Our objective is to represent the most popular and best-performing speech to text models to support end-users in choosing which models and providers to use. As such, we apply an 'industry significance' and competitive performance test to evaluate inclusion of new models & providers. We are in the process of refining these criteria and welcome any feedback and suggestions. To suggest models, please contact us via the contact page.

Version History

AA-WER v2.2

May 2026—current

  • Further updated the English text comparison normalizer to treat additional meaning-preserving transcription variants as equivalent, while preserving penalties for meaning-bearing omissions or substitutions:
    • Unicode apostrophe variants across equivalent wording (e.g., we’re vs. we're)
    • Signed percentage formatting when meaning matches (e.g., -12% vs. negative twelve percent)
    • Decimal grouping where there is no currency marker (e.g., 99.99 vs. ninety-nine ninety-nine), while preserving penalties for missing currency symbols (e.g., $71.50 is not equivalent to seventy-one fifty)
    • Formatting-only hyphen/dash variants (e.g., 18-year-old vs. 18 year old)
    • Technical punctuation in clear code, URL, and email contexts (e.g., UserController.java vs. UserController dot java, /v1/users vs. slash v1 slash users, gmail.com vs. gmail dot com)
    • Version, decimal, and fraction variants where the spoken and written forms match (e.g., version 1.24.3 vs. version one point twenty-four dot three, 1.0 vs. one point zero, 1.25 inches vs. one and a quarter inches)
    • Unit abbreviations where meaning is unchanged (e.g., mg/dL vs. milligrams per deciliter, GB vs. gigabytes)
  • Launched streaming Speech to Text evaluation, adding Time to Final Transcript and Time to First Partial Transcript latency metrics.

AA-WER v2.1

April 2026—May 2026

  • Updated the English text comparison normalizer to treat additional meaning-preserving transcription variants as equivalent, while preserving penalties for meaning-bearing omissions or substitutions:
    • ID and phone-number formatting where hyphens or spacing are used only as digit grouping (e.g., 303-775-4498 vs. 303 775 4498, CLM-2024-0873 vs.
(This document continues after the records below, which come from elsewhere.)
PR #1076, opened 2023-03-22
Eks allow controlplane and workers different subnets

scottaubrey:
relates to https://github.com/elifesciences/issues/issues/8188

### DIFF
--- a/projects/elife.yaml
+++ b/projects/elife.yaml
@@ -210,6 +210,8 @@ defaults:
             # two subnets in two different availability zones, both used in master nodes and in worker nodes
             subnet-id: subnet-0c60bc3cb24a2816b
             redundant-subnet-id: subnet-009a04cbefc8e3661
+            worker-subnet-id: subnet-0c60bc3cb24a2816b
+            worker-redundant-subnet-id: subnet-009a04cbefc8e3661
             worker:
                 type: t2.small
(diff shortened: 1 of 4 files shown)


projects/elife.yaml
```diff
@@ -210,6 +210,8 @@ defaults:
             # two subnets in two different availability zones, both used in master nodes and in worker nodes
             subnet-id: subnet-0c60bc3cb24a2816b
             redundant-subnet-id: subnet-009a04cbefc8e3661
+            worker-subnet-id: subnet-0c60bc3cb24a2816b
+            worker-redundant-subnet-id: subnet-009a04cbefc8e3661
```
lsh-0, line 214: so I guess the idea is to introduce the concept of a second pair of subnets for separate purposes that, by default, are the same as the subnet and redundant-subnet, then update a cluster instance once the new subnets are in place?

lsh-0 (approved):
this seems ok. I would add a short comment above `worker-subnet-id` in `projects/elife.yaml` about the purpose of the subnets and when they should be different from `subnet` and `redundant-subnet`. Maybe even link to the github issue covering this problem.

A problem I often have when going back through project/infrastructure config is having to guess at the circumstances around _why_ a decision was made, especially if the commit history is unclear.

PR #1077, opened 2023-03-24
bootstrap.sh, updates Github's pubkeys.

lsh-0:
after current one in use was revoked:
https://github.blog/2023-03-23-we-updated-our-rsa-ssh-host-key/


lsh-0:
It's failing to run the tests on the container nodes, which I can't regenerate until the builder changes are in ... chicken meet egg. Merging this.

PR #1102, opened 2023-04-11
terraform.py, drops 'source' from required providers if not present

lsh-0:
@scottaubrey , the change I suggested on the phone. I haven't tested it but think it should work:

Screenshot at 2023-04-11 15-09-18

https://developer.hashicorp.com/terraform/language/v1.1.x/providers/requirements


scottaubrey:
Thanks Luke, I didn't get around to looking at this today, but should have a less meeting heavy day tomorrow.

lsh-0:
This is in the `master` branch now.

PR #1119, opened 2023-05-10
EKS: Add builder configuration to ask terraform not to update `desired-capacity` when it doesn't match config.

scottaubrey:
Useful for when the k8s autoscaler is updating this dynamically, but still allow provisioning

### DIFF
--- a/projects/elife.yaml
+++ b/projects/elife.yaml
@@ -243,6 +243,8 @@ defaults:
                 max-size: 3
                 # (currently fixed) number of EC2 nodes
                 desired-capacity: 1
+                # Whether to ignore drift in desired-capacity (due to f.e. the autoscaler taking control)
+                ignore-desired-capacity-drift: false
                 #root:
                 #   size: 20 # GiB, default
             efs: false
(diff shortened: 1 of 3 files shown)


lsh-0:
is this because there are uncontrolled changes to `desired-capacity` happening ?

scottaubrey:
> is this because there are uncontrolled changes to `desired-capacity` happening ?

Changes being made not by builder, yes, but that are controlled by the autoscaler automation. It calculates when there are too few or too many node running based on current workload, and adjusts `desired capacity`, as long as it's within the min and max values also defined here. The whole point of those 3 values is for some automation to read them and some form of metric of load, then adjust `desired-capacity` to meet the metric.

If I remember correctly, flux prod was currently 15 (so 1 less than the last time I corrected builders config) and flux test has 3 (so 1 more than config).

We still need to define `desired-capacity` in builder to create a new cluster ASG, and if we were not running any automation we would still desire to set it in builder, hence the optionality of this new behaviour.

lsh-0:
Gotcha.

PR #1120, opened 2023-05-12
salt, v3006+ introduces some changes to installation.

lsh-0:
it means we can drop certain flags from the salt-boostrap invocation. we can also skip the installation of specific python dependencies that 'fix' bugs.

CLM 2024 0873)
    • Letter-separated names and spelled-letter sequences across separator styles (e.g., S I N G H vs. S-I-N-G-H)
    • Numeric range formatting when endpoints and units match (e.g., 15-20 minutes vs. fifteen to twenty minutes, 6-8% vs. six to eight percent)
    • Common spacing and hyphenation variants where meaning is unchanged (e.g., hard-coded vs. hardcoded, up front vs. upfront, Sea-Tac vs. SeaTac)
    • Preservation of meaning-bearing codes and symbols where omission or substitution changes the transcript (e.g., F-150, W-2, $50, 5%)
    • Repeated spoken large-number phrases are kept separate rather than merged into a new number (e.g., twelve million twelve million becomes 12,000,000 12,000,000, not 24,000,000)
    • Bracketed transcribed content is kept, while annotation tags such as [music], <unk>, and language English<asr_text> are removed

AA-WER v2.0

February 2026—current

  • Introduced AA-AgentTalk, a new proprietary evaluation dataset (50% weighting) focused on voice agent use cases, serving as a private held-out test set.
  • Cleaned ground truth transcripts for VoxPopuli and Earnings22, correcting errors in reference transcriptions to ensure fairer evaluation.
  • Removed AMI SDM from the benchmark due to transcript quality issues.
  • Used custom normalizer building on Whisper's English normalizer to reduce artificially inflated WER from formatting differences rather than genuine transcription errors.
  • New weighting: 50% AA-AgentTalk, 25% Earnings22-Cleaned-AA, 25% VoxPopuli-Cleaned-AA.

AA-WER v1.0

September 2025—February 2026

  • Initial release with three public datasets: AMI SDM, VoxPopuli, Earnings22.
  • ~6 hours of audio across three datasets.